Search the entries below for the word "values" and copy every line where it appears.

#### [Stored data]
* * * *
PR #3103, opened 2024-03-20
Configure webpack production build to avoid using devtools that rely on eval

gabrielbusta:
Looks like Neutrino was doing this for us.
This should take care of the eval calls in the transpiled production code.

### DIFF
--- a/ui/webpack.config.js
+++ b/ui/webpack.config.js
@@ -17,241 +17,243 @@ const eslintConfig = {
   baseConfig,
 };
 
-module.exports = {
-  mode: 'development',
-  devtool: 'cheap-module-eval-source-map',
-  target: 'web',
-  context: __dirname,
-  stats: {
-    children: false,
-    entrypoints: false,
-    modules: false,
-  },
-  node: {
-    Buffer: false,
-    fs: 'empty',
-    tls: 'empty',
-  },
-  output: {
-    path: `${__dirname}/build`,
-    publicPath: '/',
-    filename: 'assets/[name].js',
-    globalObject: 'this',
-  },
-  resolve: {
-    alias: {
-      'react-native': 'react-native-web',
-      'react-dom': '@hot-loader/react-dom',
-    },
-    extensions: [
-      '.web.jsx',
-      '.web.js',
-      '.wasm',
-      '.mjs',
-      '.jsx',
-      '.js',
-      '.json',
-    ],
-  },
-  devServer: {
-    port,
-    hot: true,
-    historyApiFallback: {
-      disableDotRule: true,
-    },
-    overlay: true,
+module.exports = env => {
+  return {
+    mode: env,
+    devtool: env === 'production' ? false : 'cheap-module-eval-source-map',
+    target: 'web',
+    context: __dirname,
     stats: {
-      all: false,
-      errors: true,
-      timings: true,
-      warnings: true,
+      children: false,
+      entrypoints: false,
+      modules: false,
     },
-    host: process.env.HOST || DEFAULT_HOST,
-    https: true,
-    headers: {
-      'Content-Security-Policy':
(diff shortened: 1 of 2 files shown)


ui/webpack.config.js
```diff
@@ -17,241 +17,243 @@ const eslintConfig = {
...
-    globalObject: 'this',
-  },
-  resolve: {
-    alias: {
-      'react-native': 'react-native-web',
-      'react-dom': '@hot-loader/react-dom',
+module.exports = env => {
+  return {
+    mode: env,
+    devtool: env === 'production' ? false : 'cheap-module-eval-source-map',
```
gabrielBusta, line 23: Don't use `'cheap-module-eval-source-map'` in production builds.

ui/webpack.config.js
```diff
@@ -17,241 +17,243 @@ const eslintConfig = {
...
-    path: `${__dirname}/build`,
-    publicPath: '/',
-    filename: 'assets/[name].js',
-    globalObject: 'this',
-  },
-  resolve: {
-    alias: {
-      'react-native': 'react-native-web',
-      'react-dom': '@hot-loader/react-dom',
+module.exports = env => {
```
gabrielBusta, line 20: There's a lot of noise around here because the indentation changed.

bhearsum (commented):
I don't really understand all of the changes to `webpack.config.js` -- is this a generated file?

ui/webpack.config.js
```diff
@@ -17,241 +17,243 @@ const eslintConfig = {
...
-                        'last 2 Edge versions',
-                        'last 2 Opera versions',
-                        'last 2 Safari versions',
-                        'last 2 iOS versions',
-                      ],
+      host: process.env.HOST || DEFAULT_HOST,
+      https: true,
+      headers: {
+        'Content-Security-Policy':
+          "default-src 'none'; script-src 'self' 'unsafe-eval'; img-src 'self' https://*.gravatar.com https://*.githubusercontent.com https://i1.wp.com; style-src 'self' 'unsafe-inline' https://fonts.googleapis.com; font-src https://fonts.gstatic.com; connect-src https://localhost:8010 'self' https://balrog-localdev.auth0.com https://www.googleapis.com/; frame-src https://balrog-localdev.auth0.com; frame-ancestors 'none'; base-uri 'none'; form-action 'none'",
```
gabrielBusta, line 74: I see `'unsafe-eval'` here. I wonder why this is an issue now. It is what Neutrino was generating...

ui/webpack.config.js
```diff
@@ -17,241 +17,243 @@ const eslintConfig = {
...
+                          'last 2 iOS versions',
+                        ],
+                      },
                     },
-                  },
+                  ],
+                  [
+                    '@babel/preset-react',
+                    {
+                      development: env === 'development',
```
gabrielBusta, line 128: Don't set `development` to true in production builds.

ui/webpack.config.js
```diff
@@ -17,241 +17,243 @@ const eslintConfig = {
...
                 ],
-                [
-                  '@babel/preset-react',
-                  {
-                    development: true,
-                    useSpread: true,
-                  },
+                plugins: [
+                  '@babel/plugin-syntax-dynamic-import',
+                  ...(env === 'development' ? ['react-hot-loader/babel'] : []),
```
gabrielBusta, line 135: Don't use `react-hot-loader/babel` in production builds.

bhearsum:
> I don't really understand all of the changes to `webpack.config.js` -- is this a generated file?

Oh - nevermind. Hiding whitespace gets rid of most of it.

ui/webpack.config.js
bhearsum: This is probably worth a comment in the code explaining why not.

ui/webpack.config.js
bhearsum: Same thing here.

gabrielBusta:
Yes. The reason for this is that we are now reading the env and configuring the build based on that. Because the export is now a function instead of a plain object the indentation changed and it looks like more changes than it is.

bhearsum (approved):

PR #3110, opened 2024-04-17
Bug 1882147 - Support legacy keys for signing json responses

hneiva:


hneiva:
I felt like `semver` was the right option for calculating version numbers, but I'm not 100% it will cover all our cases.
I'm happy to re-implement with a different method if it makes more sense.

JohanLorenzo:
I think using `semver` makes sense. Not blocking: I'd recommend moving the `semver` call to https://github.com/mozilla-releng/mozilla-version/. This way, `mozilla-version` remains the one source of truth for parsing versions of Mozilla's products. That'll prevent any duplication next time we have to deal with a Mozilla VPN version number.

src/auslib/web/public/json.py
```diff
@@ -1,11 +1,36 @@
...
 
 from auslib.AUS import FORCE_FALLBACK_MAPPING, FORCE_MAIN_MAPPING
 from auslib.web.public.helpers import AUS, get_aus_metadata_headers, get_content_signature_headers, with_transaction
 
+# Map of products and version.
+# Uses legacy key if requested version is < value set here.
+LEGACY_PRODUCT_VERSION_MAPPING = {"FirefoxVPN": "2.22.0"}
+
+
+def check_for_legacy_key(parameters):
```
bhearsum, line 15: a couple of nits here:
- `use_legacy_key` would be a better name (`check` sounds like it should return nothing, to me)
- you're only using `product` and `version` from parameters - just pass those in rather than everything (it makes it more clear what using a legacy key or not depends on)

bhearsum (changes requested):
This looks good overall - I believe this change alone has the necessary functionality in it.

I'd like to see the `cloudops-infra` change as well before approving this, to see how everything will interact, and I'd really like to see some tests for this - ideally various some tests involved requests for updates (https://github.com/mozilla-releng/balrog/blob/main/tests/web/test_json.py and https://github.com/mozilla-releng/balrog/blob/main/tests/web/test_client.py).

There's some examples of how to mock out the autograph bits:
- https://github.com/mozilla-releng/balrog/blob/main/tests/web/test_client.py#L911
- https://github.com/mozilla-releng/balrog/blob/main/tests/web/test_json.py#L18

You'll probably need slightly more complex mocks that return a different x5u based on what's in the args.

hneiva:
Cloudops-infra portion is merged in https://github.com/mozilla-services/cloudops-infra/pull/5561

maintenance/pin.sh
```diff
@@ -6,4 +6,4 @@
 set -e
 set -x
 
-docker run --rm -t -v $PWD:/src -w /src python:3.11 maintenance/pin-helper.sh $@
+docker run --platform=linux/x86_64 --rm -t -v $PWD:/src -w /src python:3.11 maintenance/pin-helper.sh $@
```
bhearsum, line 9: This is necessary for M1 (or other non-x86_64 machines), I guess?

tests/web/test_helpers.py
```diff
@@ -0,0 +1,42 @@
+from unittest.mock import MagicMock
+
+import auslib.web.public.helpers
+import auslib.web.public.json
+
+
+def test_get_content_signature_headers(monkeypatch):
+    mockapp = MagicMock()
+    mockapp.config = {
+        "AUTOGRAPH_product_URL": "AUTOGRAPH_product_URL",
```
bhearsum, line 10: Just for readability, can you change the values here to not match the keys, please? I spent a good few minutes wondering why `mock_sign_hash` was looking at keys before realizing it was actually receiving the values :laughing:

bhearsum (approved):
Please change the mocked values as noted below, but I'm happy with this once that's done. Thank you!

maintenance/pin.sh
hneiva: That's right. Just to make sure we're always compiling with the same platform.

tests/web/test_helpers.py
hneiva: Oops :) That was indeed confusing. Fixed!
* * * *
#### [Task response]
bhearsum, line 10: Just for readability, can you change the values here to not match the keys, please? I spent a good few minutes wondering why `mock_sign_hash` was looking at keys before realizing it was actually receiving the values :laughing:
Please change the mocked values as noted below, but I'm happy with this once that's done. Thank you!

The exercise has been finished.